Stones settle up for cancelled gigs
The Rolling Stones have settled their multimillion-pound claim with insurers over a number of cancelled shows - but say they are "deeply upset" about confidential details entering the public domain.
Insurance underwriters contested their liability to meet the costs incurred after the cancellation of concerts following the death of frontman Sir Mick Jagger's girlfriend L'Wren Scott.
Court documents filed in the US over legal action stemming from the claim suggested the singer suffered "acute traumatic stress disorder" after Miss Scott's suicide.
The Stones are said to have taken out a £15 million insurance policy in case of any shows being cancelled due to the death of family members.
But today representatives for the group said both sides had "settled the insurance claim".
There were concerns among the Stones' team about private information about the group and their families being brought into the public eye without their knowledge.

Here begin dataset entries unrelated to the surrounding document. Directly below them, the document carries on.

PR #2625, opened 2024-11-26
Wizard: LOCALE 1 - Basic Locale step (HMS-5055)

regexowl:
This adds Locale step basics and file structure.

PR #2636, opened 2024-11-28
Wizard: LOCALE 2- Add locale structure to store and mapper (HMS-5097)

regexowl:
This creates structure and actions for the locale customization in the wizardSlice and requestMapper.

Based on and blocked by https://github.com/osbuild/image-builder-frontend/pull/2625

### DIFF
--- a/src/store/wizardSlice.ts
+++ b/src/store/wizardSlice.ts
@@ -7,6 +7,7 @@ import type {
   Distributions,
   ImageRequest,
   ImageTypes,
+  Locale,
   Repository,
 } from './imageBuilderApi';
 import type { ActivationKeys } from './rhsmApi';
@@ -106,6 +107,7 @@ export type wizardState = {
   kernel: {
     append: string;
   };
+  locale: Locale;
   details: {
     blueprintName: string;
     blueprintDescription: string;
@@ -176,6 +178,10 @@ export const initialState: wizardState = {
   },
   kernel: {
     append: '',
+  },
+  locale: {
+    languages: [],
+    keyboard: '',
   },
   details: {
     blueprintName: '',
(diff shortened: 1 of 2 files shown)


src/store/wizardSlice.ts
```diff
@@ -660,6 +674,23 @@ export const wizardSlice = createSlice({
         1
       );
     },
+    addLanguage: (state, action: PayloadAction<string>) => {
+      if (!state.locale.languages?.some((lang) => lang === action.payload)) {
+        state.locale.languages?.push(action.payload);
```
lucasgarfield, line 679: Ultra nitpick, do we need the optional chaining here (`?`)? I think we should only enter the `if` if state.locale.languages exists.

lucasgarfield (approved):
I love your approach of breaking this down into bite sized, super easy to review pull requests. They’re simple enough even for a manager to review. 😉

Just to play devil’s advocate on this specific PR – since we aren’t actually using any of the new actions or selectors it is hard to be confident that they will work as intended. It would be nice to see test coverage for them going in at the same time.

But to play devil’s advocate to my devil’s advocate – these are also just following the bog standard pattern that we use everywhere else in the project. So in this case, I don’t think the lack of test coverage is a blocker as long as we make sure we write test for the actual forms in the subsequent PRs.

That’s just some food for thought. But again, I’m really enjoying reviewing these small PRs and I think it is helping us go a lot faster overall (and I’m curious to hear if you think so, too). 

Not going to merge since you still have it marked as draft but as far as I'm concerned this can go in - maybe fix the optional chaining nitpick I pointed out if you get a chance.

regexowl:
Excellent, I'll try to split the steps into PRs when possible. Glad those are nicer to review. And yep, fully agree that tests will be necessary as soon as there is at least some functionality. :+1: 

Blocker was resolved, moving outside of draft

src/store/wizardSlice.ts
regexowl: Great point! Added the condition both in `addLanguage` and `removeLanguage` to get rid of the optional chaining.

lucasgarfield (approved):
Nice!

PR #2637, opened 2024-11-28
Azure: Add support for selecting HyperV generation

croissanne:
HyperV generation will change the uploaded image into a V1/V2 image. V2 supports more instance types, and has UEFI boot.

image


regexowl (approved):
Looks great! We could add the HyperV gen to the Azure expandable on Review step as well. Would be also perfectly fine in a follow-up.

regexowl (approved):
Thank you!

PR #2648, opened 2024-12-04
Wizard: Conditionally hide package recommendations

regexowl:
This shows package recommendations only when RHEL 8 or RHEL 9 are selected as a distribution.


lucasgarfield (approved):
Makes sense!

PR #2651, opened 2024-12-06
Wizard: LOCALE - Add Keyboard drop down (HMS-5096)

regexowl:
This adds a drop down for keyboard selection. The options are populated with an output of `localectl list-keymaps` and sorted in the order of:
- exact match
- starting with the search input alphabetically
- not starting with search input alphabetically

New tests are also added.

image


mgold1234:
I like it!

mgold1234 (approved):
/lgtm

mgold1234:
small question, if there is no keyboard result, the 'Next' button should become disable?

src/Components/CreateImageWizard/steps/Locale/components/KeyboardDropDown.tsx
```diff
@@ -0,0 +1,184 @@
...
+      }
+    }
+    setSelectOptions(filteredKeyboards.sort((a, b) => sortfn(a, b)));
+
+    // This useEffect hook should run *only* on when the filter value changes.
+    // eslint's exhaustive-deps rule does not support this use.
+    // eslint-disable-next-line react-hooks/exhaustive-deps
+  }, [filterValue]);
+
+  const sortfn = (a: string, b: string) => {
```
mgold1234, line 54: what do you think about maybe writing all the condtion shorter? something like -
```suggestion

const sortfn = (a: string, b: string) => {
  const aKeyboard = a.toLowerCase();
  const bKeyboard = b.toLowerCase();
  
  if (aKeyboard === filterValue || aKeyboard < bKeyboard) return -1;
  if (bKeyboard === filterValue || bKeyboard < aKeyboard) return 1;

  const aStartsWithFilter = aKeyboard.startsWith(filterValue);
  const bStartsWithFilter = bKeyboard.startsWith(filterValue);

  if (aStartsWithFilter && !bStartsWithFilter) return -1;
  if (bStartsWithFilter && !aStartsWithFilter) return 1;

  return aKeyboard.localeCompare(bKeyboard);
};
```

lucasgarfield:
I went ahead and rebased on main and resolved the conflicts.

src/Components/CreateImageWizard/steps/Locale/components/KeyboardDropDown.tsx
lucasgarfield, line 54: This is the same behavior as the package sort function as far as I can tell. What if we extracted this into a utility function? It would need to take a 3rd argument, the search term, but that would help DRY out the code.

lucasgarfield (changes requested):

src/Components/CreateImageWizard/steps/Locale/components/KeyboardDropDown.tsx
lucasgarfield: Would this have the same behavior? :thinking:

lucasgarfield: I added a commit for this little refactor so we don't have to go through a full edit/review cycle on Monday.

lucasgarfield:
> small question, if there is no keyboard result, the 'Next' button should become disable? Screenshot 2024-12-06 at 13 06 22

This is an optional customization so we don't need to disable Next.

lucasgarfield:
Noticed a weird bug where if you hit "enter" while using the dropdown and you haven't made a selection it causes the wizard to refresh. This bug affects other fields, too, such as the OpenSCAP so let's not block on it.

https://github.com/osbuild/image-builder-frontend/issues/2655

lucasgarfield (approved):
Looks good to me. Since the bug I noticed (hitting enter while the typeahead is focused can cause a refresh) is also present in other typeaheads, I'm going to say we defer the responsibility to fixing that to another PR that fixes all typeahead behavior.

lucasgarfield:
Failing on unit tests in pr_check. Dev checks are passing, so I'm merging.

PR #2665, opened 2024-12-10
test: Packages selected on import (HMS-5166)

regexowl:
This checks if specified packages get selected when importing a toml blueprint.


lucasgarfield (approved):
Nice!

PR #2666, opened 2024-12-10
test: Clean up comments left over after rebasing

regexowl:
This removes two comments left over after rebasing, both tests are already implemented a bit higher in the file.


lucasgarfield (approved):
Good catch. Might be my fault, I left those in when I resolved a conflict on another PR.

PR #2672, opened 2024-12-11
Wizard: Add Hostname functionality (HMS-5175)

regexowl:
This adds a validated hostname input and new tests.<br/><br/>JIRA: [HMS-5175](https://issues.redhat.com/browse/HMS-5175)

### DIFF
--- a/src/Components/CreateImageWizard/utilities/useValidation.tsx
+++ b/src/Components/CreateImageWizard/utilities/useValidation.tsx
@@ -18,6 +18,7 @@ import {
   selectUseLatest,
   selectActivationKey,
   selectRegistrationType,
+  selectHostname,
 } from '../../../store/wizardSlice';
 import {
   getDuplicateMountPoints,
@@ -25,6 +26,7 @@ import {
   isBlueprintDescriptionValid,
   isMountpointMinSizeValid,
   isSnapshotValid,
+  isHostnameValid,
 } from '../validators';
 
 export type StepValidation = {
@@ -38,12 +40,14 @@ export function useIsBlueprintValid(): boolean {
   const registration = useRegistrationValidation();
   const filesystem = useFilesystemValidation();
   const snapshot = useSnapshotValidation();
+  const hostname = useHostnameValidation();
   const firstBoot = useFirstBootValidation();
   const details = useDetailsValidation();
   return (
     !registration.disabledNext &&
     !filesystem.disabledNext &&
     !snapshot.disabledNext &&
+    !hostname.disabledNext &&
     !firstBoot.disabledNext &&
     !details.disabledNext
   );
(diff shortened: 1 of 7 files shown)


regexowl:
Alright, let's give this a try -> /jira-epic HMS-5164

regexowl:
What am I doing wrong with the epic? :thinking:

src/Components/CreateImageWizard/utilities/useValidation.tsx
```diff
@@ -133,6 +137,20 @@ export function useFirstBootValidation(): StepValidation {
   };
 }
 
+export function useHostnameValidation(): StepValidation {
+  const hostname = useAppSelector(selectHostname);
+
+  if (!isHostnameValid(hostname)) {
+    return {
+      errors: {
+        hostname: 'Invalid hostname',
```
lucasgarfield, line 146: Let's provide some additional guidance to users about what constitutes a valid hostname.

Had to look this up myself, of course. Run `man 5 hostname` and you get this:
```
HOSTNAME(5)                                                                         hostname                                                                         HOSTNAME(5)

NAME
       hostname - Local hostname configuration file

SYNOPSIS
       /etc/hostname

DESCRIPTION
       The /etc/hostname file configures the name of the local system. Unless overridden as described in the next section, systemd(1) will set this hostname during boot using
       the sethostname(2) system call.

       The file should contain a single newline-terminated hostname string. Comments (lines starting with a "#") are ignored. The hostname should be composed of up to 64 7-bit
       ASCII lower-case alphanumeric characters or hyphens forming a valid DNS domain name. It is recommended that this name contains only a single label, i.e. without any
       dots. Invalid characters will be filtered out in an attempt to make the name valid, but obviously it is recommended to use a valid name and not rely on this filtering.

       You may use hostnamectl(1) to change the value of this file during runtime from the command line. Use systemd-firstboot(1) to initialize it on mounted (but not booted)
       system images.
```

So I would suggest the error say: "Invalid hostname. The hostname should be composed of up to 64 7-bit
       ASCII lower-case alphanumeric characters or hyphens forming a valid DNS domain name. It is recommended that this name contains only a single label, i.e. without any
       dots. Invalid characters will be filtered out in an attempt to make the name valid, but obviously it is recommended to use a valid name and not rely on this filtering."

src/Components/CreateImageWizard/validators.ts
```diff
@@ -90,3 +90,12 @@ export const isNtpServerValid = (ntpServer: string) => {
     /^([a-z0-9-]+)?(([.:/]{1,3}[a-z0-9-]+)){1,}$/.test(ntpServer)
   );
 };
+
+export const isHostnameValid = (hostname: string) => {
+  if (hostname !== '') {
+    return /^(([a-zA-Z0-9]|[a-zA-Z0-9][a-zA-Z0-9-]*[a-zA-Z0-9])\.)*([A-Za-z0-9]|[A-Za-z0-9][A-Za-z0-9-]*[A-Za-z0-9])$/.test(
```
lucasgarfield, line 96: I think this expression fits what I'm proposing in my other comment. We just need to also set the max length to 64.

lucasgarfield:
I added a commit with my suggested changes, hope you don't mind. Just want to keep the review cycle to a minimum so we can ship these before end of Q4.

lucasgarfield (approved):
:teapot:

lucasgarfield:
Unit tests failing in pr_check but passing in dev-check. Admin merging.

18:51:03  FAIL  src/test/Components/CreateImageWizard/steps/ImageOutput/ImageOutput.test.tsx > Step Image output > revisit step button on Review works****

A spokesman for Jagger said: "We are deeply upset that confidential medical and other private information about members of the band and their immediate family and loved ones has entered the public domain as a result of a US court filing initiated by insurers four weeks ago.
"This was done without the knowledge of the band or reference to their legal representatives.
"This has only been discovered and reported in the press in the last week, by which time we are pleased to say the insurers and the Rolling Stones had,in fact, settled the insurance claim
"No further comment will be made about this matter."
Veteran rock act the Stones postponed a concert tour of Australia and New Zealand after Miss Scott's death earlier this year and filed an £8 million claim for losses.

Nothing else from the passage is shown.